Medicine balls are different from the large inflated balls Swiss balls you see in the gym. Swiss balls are very light and used for a variety of exercises, often require stability, which is why they’re sometimes called “stability balls.”

Medicine balls are typically available in weights between 2 to 24 pounds, and are used for all types of exercises. In fact, medicine balls were popular for Navy sailors to use on their ships as a way to deal with sea sickness. It was believed that throwing a medicine ball around on board was not only good for their health, but also good for keeping them from tossing their cookies.

If you’re inspired to get a medicine ball for your home, this one is all you need. I suggest going with eight pounds, which is great for any 2-handed exercise, like the Russian Twist, mentioned below, or for rolling through a stability exercise, like the Medicine Ball Circles I talk about, too!

If you love medicine ball exercises, here are 8 more for you to try!

My Favorite Medicine Ball Strong Ab Exercises

Russian Twist (aka Oblique Twist)

Start by sitting on the floor with your knees bent, heels firmly in place and abs drawn into your spine.
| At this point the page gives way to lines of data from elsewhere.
PR #4476, opened 2022-11-29
Fix back_links when dropping out of new brand flow

samuelhwilliams:
If a user bails out of the new email branding flow, we take them to the page where they can submit a zendesk ticket with details on the brand they want. This page has a back link, and it should take the user back to the correct place in the previous flow. We need to pass through URL query params and the correct back links to build the right URL.

### DIFF
--- a/app/main/views/service_settings.py
+++ b/app/main/views/service_settings.py
@@ -1294,11 +1294,21 @@ def email_branding_something_else(service_id):
         flash(THANKS_FOR_BRANDING_REQUEST_MESSAGE, "default")
         return redirect(url_for(".service_settings", service_id=current_service.id))
 
+    branding_options = ChooseEmailBrandingForm(current_service)
+    if branding_options.something_else_is_only_option:
+        back_link = url_for(".service_settings", service_id=current_service.id)
+    else:
+        back_link = url_for(
+            request.args.get("back_link", ".email_branding_request"),
+            service_id=current_service.id,
+            **_email_branding_flow_query_params(request),
+        )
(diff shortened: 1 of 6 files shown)


app/main/views/service_settings.py
```diff
@@ -1294,11 +1294,21 @@ def email_branding_something_else(service_id):
         flash(THANKS_FOR_BRANDING_REQUEST_MESSAGE, "default")
         return redirect(url_for(".service_settings", service_id=current_service.id))
 
+    branding_options = ChooseEmailBrandingForm(current_service)
+    if branding_options.something_else_is_only_option:
+        back_link = url_for(".service_settings", service_id=current_service.id)
```
CrystalPea, line 1299: I know you just moved existing behaviour here, but I wonder if this line could be improved, like so:

```
back_link = url_for(
            request.args.get("back_link", ".service_settings"),
            **_email_branding_flow_query_params(request),
        )
```

Then even if something else was the only option at the start, if the user went through self-service flow, which is most likely, they will be taken back to the flow.

CrystalPea (commented):
Nice one 👏🏼 . 

One comment that I'd like to discuss before this goes in ☺️

app/main/views/service_settings.py
samuelhwilliams: Good idea :) I have done a patch in 78c9cfced9fa2c59d49dbf38e4fe5e0a490f91f3

CrystalPea (approved):
:shipit:

PR #4478, opened 2022-11-30
Link up upload your logo journey

CrystalPea:
When this is deployed our users will be able to upload their own branding.

Done:

- links changed, back links adjusted where necessary
- checked permissions
- updated tests


leohemsted:
I know your PR is relatively simple right now, but I was trying to work out which pages remain and how you get there (and if we could clean up any other end points or query params as unreachable).

My head was getting massively worked up so here's me attempting to write down the various branding options, when they show, and what we do if the user selects it. This was mainly for my benefit trying to work out what on earth happens with all this, but I did find a bug with the query params too - that one it would be good to sort out now.

# govuk
### When do we show it?
Service is part of a central org that doesn't have a default branding of its own, and the service doesn't have `govuk` as its current branding
### Where do we redirect to on submit
`.email_branding_govuk`. Confirmation page, that then sets the branding and redirects to settings ✅ 

# nhs
### When do we show it?
Service is part of an NHS org (even if that org has its own default branding), and the service doesn't have `nhs` as its current branding
> this isn't the same behaviour as govuk. if an org has default branding, why is nhs logo okay but govuk crown not? was that a conscious decision?
### Where do we redirect to on submit
`.email_branding_nhs`. Confirmation page, that then sets the branding and redirects to settings ✅ 

# specific branding pool options
### When do we show it
When the org has brandings available in the pool (excluding the one the service has already set)
### Where do we redirect to on submit
`.email_branding_pool_option`. Confirmation page, that then sets the branding and redirects to settings ✅ 

# govuk_and_org
### When do we show it
Service is part of a central org that doesn't have a default branding of its own, and the org doesn't have a branding pool either. (Aside: can an org ever have default branding that isn't in the org pool?)

### Where do we redirect to on submit
`.email_branding_choose_logo` (while passing through `branding_choice=govuk_and_org`). We don't explicitly check for this in code, however, we do this for all central govts selecting `govuk_and_org`, `organisation` or `something_else`.

choose_logo doesn't care about branding_choice, but passes it through in case user ends up on gov identity path.

> BUG AHOY! branding_type is not preserved as a query param if you are on `/choose-logo?branding_choice=govuk_and_org` and  then click "Use your own logo" and get to the no banner/coloured banner page. If you click back, you'll go back to the choose_logo page, but you'll loose that branding_choice variable. you could go all the way to the preview page and still hit back to get to this screen
> I think, even if we fix that, we should put an else tag in the `government-logo-branding-request.txt` zendesk template to say "We aren't sure whether this user wanted govuk_and_org or organisation" or something.

# organisation
### When do we show it
Service is not NHS and the service branding is not set to a specific option. (IE: if the branding is unset, or is manually set to that of the org default, dont show this). 

### Where do we redirect to on submit
exact same behaviour govuk_and_org

# something else
### When do we show it
always!

### Where do we redirect to on submit
is service in central org? then see govuk_and_org
is service nhs/local/etc? then `.email_branding_choose_banner_type` (email-branding/add-banner. we should rename the endpoint to be consistent with the URL or vice versa)


--------------------

phew, i wrote down a lot but it's still really gnarly and complex. i do definitely understand it a little bit more for having gone through and tested it all locally.

my main thoughts on potential ways to unknot some of this. We don't need to do these now (so im not leaving this as a formal review right now) but I wanted to get them written down somewhere before I forget.

Thought 1. Do we need to ask for govuk_and_org/organisation at the first step? Or can we ask that _after_ the user has gone on to the govuk identity flow, selected that option. That will remove lots of complexity from the logic about which options go in to email-branding radio form, and avoid us having to pass around the `branding_choice` query parameter. 

Thought 2. i got really confused because we have a page called `email_branding_something_else` (`/service-settings/email-branding/something-else`) which does NOT correlate to the something else option at all. Ways of accessing it:
* saying you want a banner, but don't know the hex code.
* getting to the logo upload page, but not having a file to upload

Can we rename that endpoint/template/url so it appears less connected to the something else option in the first form? Is there any other situation when a user might want to just free text?

app/main/views/service_settings.py
```diff
@@ -1269,20 +1255,6 @@ def email_branding_nhs(service_id):
...
-
-        flash(THANKS_FOR_BRANDING_REQUEST_MESSAGE, "default")
-        return redirect(url_for(".service_settings", service_id=current_service.id))
-
-    return render_template("views/service-settings/branding/email-branding-organisation.html")
-
-
 @main.route("/services/<uuid:service_id>/service-settings/email-branding/something-else", methods=["GET", "POST"])
 @user_has_permissions("manage_service")
 def email_branding_something_else(service_id):
```
leohemsted, line 1260: i know you haven't changed this function - but on line 1301 this sets a back_link from `request.args` - this is never populated in any of the places we link to this endpoint from, so we could remove this.

Then in the template, if `branding_options.something_else_is_only_option == False`, we could just set the back link to `email_branding_request` at that point.

(i'm also not in love with creating a form just so we can call that helper method on it in a template - could possibly go `if list(get_email_choices(current_service)) == []` but that's a bit weird too. maybe the form is the lesser of two evils.

CrystalPea:
>  (Aside: can an org ever have default branding that isn't in the org pool?)

when email branding is set as as an org default branding, it is also added to the pool. I guess if it was later removed from that pool, it wouldn't be a part of it? I remember we planned to add a constraint, but couldn't for some reason.

CrystalPea:
> is service in central org? then see govuk_and_org
is service nhs/local/etc? then .email_branding_choose_banner_type (email-branding/add-banner. we should rename the endpoint to be consistent with the URL or vice versa)

This is not correct. If service is in central org, they will see `.email_branding_choose_logo`.
If it's not central it will go to `.email_branding_choose_banner_type` indeed.

As to URLs, that is one for @karlchillmaid I guess ☺️

quis:
> > Do we need to ask for govuk_and_org/organisation at the first step? Or can we ask that after the user has gone on to the govuk identity flow, selected that option. That will remove lots of complexity from the logic about which options go in to email-branding radio form, and avoid us having to pass around the branding_choice query parameter.
> 
> I like that, saves us from lots of potential flakiness. What do you reckon @quis ?

I’d like us to keep these options where they are please.

app/main/views/service_settings.py
CrystalPea: We use the `back_link` request arg to get back to relevant views when users get to something_else page from banner colour page or logo upload page.

app/main/views/service_settings.py
```diff
@@ -1461,6 +1436,9 @@ def email_branding_upload_logo(service_id):
 @user_has_permissions("manage_service")
 def email_branding_set_alt_text(service_id):
     email_branding_data = _email_branding_flow_query_params(request)
+    # we use this key to keep track of user choices through the journey but we don't use it to save the branding
+    del email_branding_data["branding_choice"]
```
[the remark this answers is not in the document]
CrystalPea: Done 👍🏼

app/main/views/service_settings.py
leohemsted: ah, you're right! that was added/fixed by sam after i wrote this comment https://github.com/alphagov/notifications-admin/pull/4476

leohemsted (approved):
Good work on this, glad to see it get through!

Keep your back straight and lean back about 30 degrees, creating a “V.” Holding the medicine ball with both hands, extend the ball directly out in front of you over your knees. Twist your body, bringing the ball down and around toward your right hip. Continue moving the ball from hip to hip, pulling the ball up and over your knees with every motion. Repeat 30 – 40 full twists.
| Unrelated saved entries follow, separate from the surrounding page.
PR #4480, opened 2022-12-02
De-duplicate email/letter branding views; enable 'add to pool' for letter branding

samuelhwilliams:
WIP


app/main/views/service_settings.py
```diff
@@ -990,13 +991,28 @@ def service_set_email_branding(service_id):
 
 
 @main.route(
-    "/services/<uuid:service_id>/service-settings/set-email-branding/add-to-branding-pool-step", methods=["GET", "POST"]
+    "/services/<uuid:service_id>/service-settings/set-<notification_type>-branding/add-to-branding-pool-step",
```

  • Advanced: If you’re feeling good and have no problem holding in your abs, make this exercise a little more challenging by bringing your heels off the floor a couple inches.

 

  • Tip: Remember to arch the ball up and over from hip to hip (rather than just moving the ball from side to side). This will really get help you engage the oblique muscles (sides) of the abs.

Medicine Ball Circles While in Straight-Arm Plank Position

With the medicine ball within arm’s reach, start in a straight-arm plank position. Essentially, this is simply the starting position of a push up. Your hands are placed firmly on the ground just outside-shoulder width. Your legs are straight out behind you, about hip-width apart. Your back is straight and abs drawn in.

Stabilizing through your left shoulder, place your right hand on the medicine ball. Slowly roll the ball around into a large circular formation, always keeping it within reach. Repeat five times, then switch hands. Alternate sides a total of four to six times.

  • Tip: Beginners can start this position on your knees, rather than your toes.